Is it just us that suffer during periods of isolation and lockdown? Well, no- it appears that many of those creatures we may have taken for granted may be missing us as well.
A Japanese aquarium that closed during the coronavirus outbreak is asking people to make video calls to their eels, so the sensitive creatures remember humans exist and don’t pose a threat.
The aquarium, housed in the landmark Tokyo Skytree tower, has been closed since the start of March and its inhabitants have become used to a largely human-free environment during the two-month calm. The aquarium has said that this was having some unexpected downsides.
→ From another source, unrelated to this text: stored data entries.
PR #470, opened 2020-09-29
Remove welcome image downloading script

aledustet:
Why:
----

We need to consolidate the number of scripts we run prior to building the app. The separation of the welcome image from the rest of in-app image assets is not necessary anymore.

This Commit:
----

- Remove the download_welcome_image script and helpers since the welcome image will from now on be included on the configurable_images zip file
- Add diagnosis to the image download script to detect miss-matches during the build process.

Reviewers:
----

This depends on a PR on the configuration repo, the resource commit is updated accordingly for when it is merged.


johnschoeman (approved):
LGTM,
I wonder if we can get away from the `ProtectPrivacy1, 2, 3, 4, 5` if we name based off the content of the screen rather than the position? e.g.
```
ProtectPrivacyTop
ProtectPrivacyExchangeKeys
ProtectPrivacySubmitKeys
ProtectPrivacyReceiveKeys
ProtectPrivacyReceiveNotification
```

probably not worth doing more work on this one here, but for future consideration maybe.

aledustet:
I think we should not wait for these considerations since it requires reworking all of the asset's zip files and docs. I think the time to rename them is now. Will proceed

PR #471, opened 2020-09-29
Update translations and fix typo on HIW copy

aledustet:
Why:
----

We had a type on one of the HIW screens.

Following the elimination of chunks of the code, there were a number of unused translations on lokalise. Since the push does not force the update we need to trim it once in a while.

“Creatures in the aquarium don’t see humans, except keepers and they have started forgetting about humans” it said. “Garden eels in particular disappear into the sand and hide every time the keepers pass by.”. This then causes problems for keepers trying to check on the health of the animals.
So, they have come up with an answer: “Could you show your face to our garden eels from your home?” it requested, calling the event a ‘face-showing festival’. It seems that the Garden eels are very sensitive and wary by nature but 300 of them living in a tank at the aquarium, had become used to humans and rarely hid in the sand when approached by visitors. Thus, in a bid to reacquaint the eels with humans, the aquarium is setting up five tablets facing the tank housing the delicate creatures, with eel enthusiasts asked to connect through iPhones or iPads via FaceTime.
Once the video calls start, people are supposed to show their faces, wave, and talk to the eels. But given the tender nature of the animals, callers are asked not to shout. Soft singing may be allowed and given that this is the weekend of the VE celebrations, possibly a rendition of ‘Eel meet again’ might be appropriate- but given that it is in Japan where VE commemoration is a minority issue, it is probably not.
Have a good week and please stay healthy and safe.